═══ Raw data
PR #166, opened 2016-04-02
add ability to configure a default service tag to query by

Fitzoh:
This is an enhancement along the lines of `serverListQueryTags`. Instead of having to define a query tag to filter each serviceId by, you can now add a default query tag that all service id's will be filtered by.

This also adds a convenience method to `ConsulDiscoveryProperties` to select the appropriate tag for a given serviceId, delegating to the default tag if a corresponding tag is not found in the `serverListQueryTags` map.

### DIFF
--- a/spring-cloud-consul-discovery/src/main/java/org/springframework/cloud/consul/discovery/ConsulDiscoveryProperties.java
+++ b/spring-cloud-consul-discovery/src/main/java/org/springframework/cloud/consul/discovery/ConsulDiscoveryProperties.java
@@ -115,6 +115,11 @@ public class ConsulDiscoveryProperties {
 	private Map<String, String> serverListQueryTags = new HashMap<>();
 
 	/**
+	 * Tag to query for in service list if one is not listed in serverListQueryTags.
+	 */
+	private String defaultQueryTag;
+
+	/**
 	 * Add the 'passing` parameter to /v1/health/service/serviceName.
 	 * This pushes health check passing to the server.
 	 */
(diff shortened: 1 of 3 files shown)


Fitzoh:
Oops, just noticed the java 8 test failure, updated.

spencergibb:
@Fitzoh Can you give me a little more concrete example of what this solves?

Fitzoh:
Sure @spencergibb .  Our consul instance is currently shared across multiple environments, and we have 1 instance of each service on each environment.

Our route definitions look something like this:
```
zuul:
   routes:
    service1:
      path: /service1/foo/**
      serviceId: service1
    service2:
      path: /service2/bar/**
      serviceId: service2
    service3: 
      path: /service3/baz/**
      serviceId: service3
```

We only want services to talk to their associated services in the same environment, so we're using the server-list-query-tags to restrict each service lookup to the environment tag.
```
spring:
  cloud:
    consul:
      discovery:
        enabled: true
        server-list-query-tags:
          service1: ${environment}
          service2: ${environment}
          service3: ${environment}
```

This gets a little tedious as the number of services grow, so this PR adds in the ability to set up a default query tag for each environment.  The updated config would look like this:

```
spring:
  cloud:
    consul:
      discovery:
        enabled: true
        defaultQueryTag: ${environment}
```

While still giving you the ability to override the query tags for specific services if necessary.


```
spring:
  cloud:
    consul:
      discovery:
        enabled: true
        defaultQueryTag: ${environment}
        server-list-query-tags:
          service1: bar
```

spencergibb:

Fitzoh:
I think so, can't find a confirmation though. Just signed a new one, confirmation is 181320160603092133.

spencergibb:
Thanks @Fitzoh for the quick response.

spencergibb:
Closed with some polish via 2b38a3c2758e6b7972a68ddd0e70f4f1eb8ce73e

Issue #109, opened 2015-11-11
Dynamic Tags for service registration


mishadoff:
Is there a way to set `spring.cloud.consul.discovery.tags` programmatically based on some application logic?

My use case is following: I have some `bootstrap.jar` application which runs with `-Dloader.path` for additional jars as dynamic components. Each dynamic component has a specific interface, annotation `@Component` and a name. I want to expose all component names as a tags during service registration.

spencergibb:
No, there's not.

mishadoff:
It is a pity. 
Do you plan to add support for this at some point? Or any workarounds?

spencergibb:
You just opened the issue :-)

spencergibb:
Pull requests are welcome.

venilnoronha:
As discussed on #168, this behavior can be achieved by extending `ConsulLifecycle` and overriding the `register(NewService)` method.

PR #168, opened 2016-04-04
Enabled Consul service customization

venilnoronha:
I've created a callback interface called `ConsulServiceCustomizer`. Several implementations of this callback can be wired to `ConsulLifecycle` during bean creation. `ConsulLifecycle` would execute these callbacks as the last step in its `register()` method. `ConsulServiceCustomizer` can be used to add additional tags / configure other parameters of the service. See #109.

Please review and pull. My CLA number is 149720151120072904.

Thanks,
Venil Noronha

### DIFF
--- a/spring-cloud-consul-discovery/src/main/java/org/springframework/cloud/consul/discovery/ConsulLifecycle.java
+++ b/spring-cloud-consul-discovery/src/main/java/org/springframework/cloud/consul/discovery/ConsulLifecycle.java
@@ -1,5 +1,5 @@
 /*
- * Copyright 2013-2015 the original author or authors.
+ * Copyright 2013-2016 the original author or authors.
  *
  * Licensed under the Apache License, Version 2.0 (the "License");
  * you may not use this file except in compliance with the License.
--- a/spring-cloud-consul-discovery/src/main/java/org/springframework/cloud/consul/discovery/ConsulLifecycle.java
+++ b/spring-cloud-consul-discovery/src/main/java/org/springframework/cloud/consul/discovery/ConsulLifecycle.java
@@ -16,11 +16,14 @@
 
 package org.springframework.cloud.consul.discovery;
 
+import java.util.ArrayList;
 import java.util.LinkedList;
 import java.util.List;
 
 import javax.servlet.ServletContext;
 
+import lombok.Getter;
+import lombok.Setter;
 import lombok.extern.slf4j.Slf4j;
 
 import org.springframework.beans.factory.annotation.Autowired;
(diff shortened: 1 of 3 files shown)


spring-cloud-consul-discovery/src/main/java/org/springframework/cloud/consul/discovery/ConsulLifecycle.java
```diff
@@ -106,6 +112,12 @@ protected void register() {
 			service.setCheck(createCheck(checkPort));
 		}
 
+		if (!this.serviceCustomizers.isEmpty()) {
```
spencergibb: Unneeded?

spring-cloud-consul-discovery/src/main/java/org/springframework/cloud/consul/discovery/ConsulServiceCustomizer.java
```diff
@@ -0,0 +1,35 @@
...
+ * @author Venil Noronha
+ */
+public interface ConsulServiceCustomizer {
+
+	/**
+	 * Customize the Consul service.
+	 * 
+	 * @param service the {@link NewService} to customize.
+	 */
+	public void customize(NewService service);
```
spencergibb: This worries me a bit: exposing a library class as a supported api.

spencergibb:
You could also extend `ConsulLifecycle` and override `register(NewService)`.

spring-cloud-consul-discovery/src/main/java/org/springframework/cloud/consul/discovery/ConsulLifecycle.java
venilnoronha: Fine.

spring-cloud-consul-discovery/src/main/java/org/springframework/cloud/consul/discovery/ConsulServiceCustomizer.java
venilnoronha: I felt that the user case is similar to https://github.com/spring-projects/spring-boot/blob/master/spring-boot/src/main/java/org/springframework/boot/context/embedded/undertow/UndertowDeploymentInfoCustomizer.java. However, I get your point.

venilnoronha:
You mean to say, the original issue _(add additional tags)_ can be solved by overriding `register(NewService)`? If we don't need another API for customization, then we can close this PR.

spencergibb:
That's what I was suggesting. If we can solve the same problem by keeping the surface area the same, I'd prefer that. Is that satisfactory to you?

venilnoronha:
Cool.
══════
* [About this task]:
Please copy the material exactly, line for line.

* [Answer to this problem]:
PR #166, opened 2016-04-02
add ability to configure a default service tag to query by

Fitzoh:
This is an enhancement along the lines of `serverListQueryTags`. Instead of having to define a query tag to filter each serviceId by, you can now add a default query tag that all service id's will be filtered by.

This also adds a convenience method to `ConsulDiscoveryProperties` to select the appropriate tag for a given serviceId, delegating to the default tag if a corresponding tag is not found in the `serverListQueryTags` map.

### DIFF
--- a/spring-cloud-consul-discovery/src/main/java/org/springframework/cloud/consul/discovery/ConsulDiscoveryProperties.java
+++ b/spring-cloud-consul-discovery/src/main/java/org/springframework/cloud/consul/discovery/ConsulDiscoveryProperties.java
@@ -115,6 +115,11 @@ public class ConsulDiscoveryProperties {
 	private Map<String, String> serverListQueryTags = new HashMap<>();
 
 	/**
+	 * Tag to query for in service list if one is not listed in serverListQueryTags.
+	 */
+	private String defaultQueryTag;
+
+	/**
 	 * Add the 'passing` parameter to /v1/health/service/serviceName.
 	 * This pushes health check passing to the server.
 	 */
(diff shortened: 1 of 3 files shown)


Fitzoh:
Oops, just noticed the java 8 test failure, updated.

spencergibb:
@Fitzoh Can you give me a little more concrete example of what this solves?

Fitzoh:
Sure @spencergibb .  Our consul instance is currently shared across multiple environments, and we have 1 instance of each service on each environment.

Our route definitions look something like this:
```
zuul:
   routes:
    service1:
      path: /service1/foo/**
      serviceId: service1
    service2:
      path: /service2/bar/**
      serviceId: service2
    service3: 
      path: /service3/baz/**
      serviceId: service3
```

We only want services to talk to their associated services in the same environment, so we're using the server-list-query-tags to restrict each service lookup to the environment tag.
```
spring:
  cloud:
    consul:
      discovery:
        enabled: true
        server-list-query-tags:
          service1: ${environment}
          service2: ${environment}
          service3: ${environment}
```

This gets a little tedious as the number of services grow, so this PR adds in the ability to set up a default query tag for each environment.  The updated config would look like this:

```
spring:
  cloud:
    consul:
      discovery:
        enabled: true
        defaultQueryTag: ${environment}
```

While still giving you the ability to override the query tags for specific services if necessary.


```
spring:
  cloud:
    consul:
      discovery:
        enabled: true
        defaultQueryTag: ${environment}
        server-list-query-tags:
          service1: bar
```

spencergibb:

Fitzoh:
I think so, can't find a confirmation though. Just signed a new one, confirmation is 181320160603092133.

spencergibb:
Thanks @Fitzoh for the quick response.

spencergibb:
Closed with some polish via 2b38a3c2758e6b7972a68ddd0e70f4f1eb8ce73e

Issue #109, opened 2015-11-11
Dynamic Tags for service registration


mishadoff:
Is there a way to set `spring.cloud.consul.discovery.tags` programmatically based on some application logic?

My use case is following: I have some `bootstrap.jar` application which runs with `-Dloader.path` for additional jars as dynamic components. Each dynamic component has a specific interface, annotation `@Component` and a name. I want to expose all component names as a tags during service registration.

spencergibb:
No, there's not.

mishadoff:
It is a pity. 
Do you plan to add support for this at some point? Or any workarounds?

spencergibb:
You just opened the issue :-)

spencergibb:
Pull requests are welcome.

venilnoronha:
As discussed on #168, this behavior can be achieved by extending `ConsulLifecycle` and overriding the `register(NewService)` method.

PR #168, opened 2016-04-04
Enabled Consul service customization

venilnoronha:
I've created a callback interface called `ConsulServiceCustomizer`. Several implementations of this callback can be wired to `ConsulLifecycle` during bean creation. `ConsulLifecycle` would execute these callbacks as the last step in its `register()` method. `ConsulServiceCustomizer` can be used to add additional tags / configure other parameters of the service. See #109.

Please review and pull. My CLA number is 149720151120072904.

Thanks,
Venil Noronha

### DIFF
--- a/spring-cloud-consul-discovery/src/main/java/org/springframework/cloud/consul/discovery/ConsulLifecycle.java
+++ b/spring-cloud-consul-discovery/src/main/java/org/springframework/cloud/consul/discovery/ConsulLifecycle.java
@@ -1,5 +1,5 @@
 /*
- * Copyright 2013-2015 the original author or authors.
+ * Copyright 2013-2016 the original author or authors.
  *
  * Licensed under the Apache License, Version 2.0 (the "License");
  * you may not use this file except in compliance with the License.
--- a/spring-cloud-consul-discovery/src/main/java/org/springframework/cloud/consul/discovery/ConsulLifecycle.java
+++ b/spring-cloud-consul-discovery/src/main/java/org/springframework/cloud/consul/discovery/ConsulLifecycle.java
@@ -16,11 +16,14 @@
 
 package org.springframework.cloud.consul.discovery;
 
+import java.util.ArrayList;
 import java.util.LinkedList;
 import java.util.List;
 
 import javax.servlet.ServletContext;
 
+import lombok.Getter;
+import lombok.Setter;
 import lombok.extern.slf4j.Slf4j;
 
 import org.springframework.beans.factory.annotation.Autowired;
(diff shortened: 1 of 3 files shown)


spring-cloud-consul-discovery/src/main/java/org/springframework/cloud/consul/discovery/ConsulLifecycle.java
```diff
@@ -106,6 +112,12 @@ protected void register() {
 			service.setCheck(createCheck(checkPort));
 		}
 
+		if (!this.serviceCustomizers.isEmpty()) {
```
spencergibb: Unneeded?

spring-cloud-consul-discovery/src/main/java/org/springframework/cloud/consul/discovery/ConsulServiceCustomizer.java
```diff
@@ -0,0 +1,35 @@
...
+ * @author Venil Noronha
+ */
+public interface ConsulServiceCustomizer {
+
+	/**
+	 * Customize the Consul service.
+	 * 
+	 * @param service the {@link NewService} to customize.
+	 */
+	public void customize(NewService service);
```
spencergibb: This worries me a bit: exposing a library class as a supported api.

spencergibb:
You could also extend `ConsulLifecycle` and override `register(NewService)`.

spring-cloud-consul-discovery/src/main/java/org/springframework/cloud/consul/discovery/ConsulLifecycle.java
venilnoronha: Fine.

spring-cloud-consul-discovery/src/main/java/org/springframework/cloud/consul/discovery/ConsulServiceCustomizer.java
venilnoronha: I felt that the user case is similar to https://github.com/spring-projects/spring-boot/blob/master/spring-boot/src/main/java/org/springframework/boot/context/embedded/undertow/UndertowDeploymentInfoCustomizer.java. However, I get your point.

venilnoronha:
You mean to say, the original issue _(add additional tags)_ can be solved by overriding `register(NewService)`? If we don't need another API for customization, then we can close this PR.

spencergibb:
That's what I was suggesting. If we can solve the same problem by keeping the surface area the same, I'd prefer that. Is that satisfactory to you?

venilnoronha:
Cool.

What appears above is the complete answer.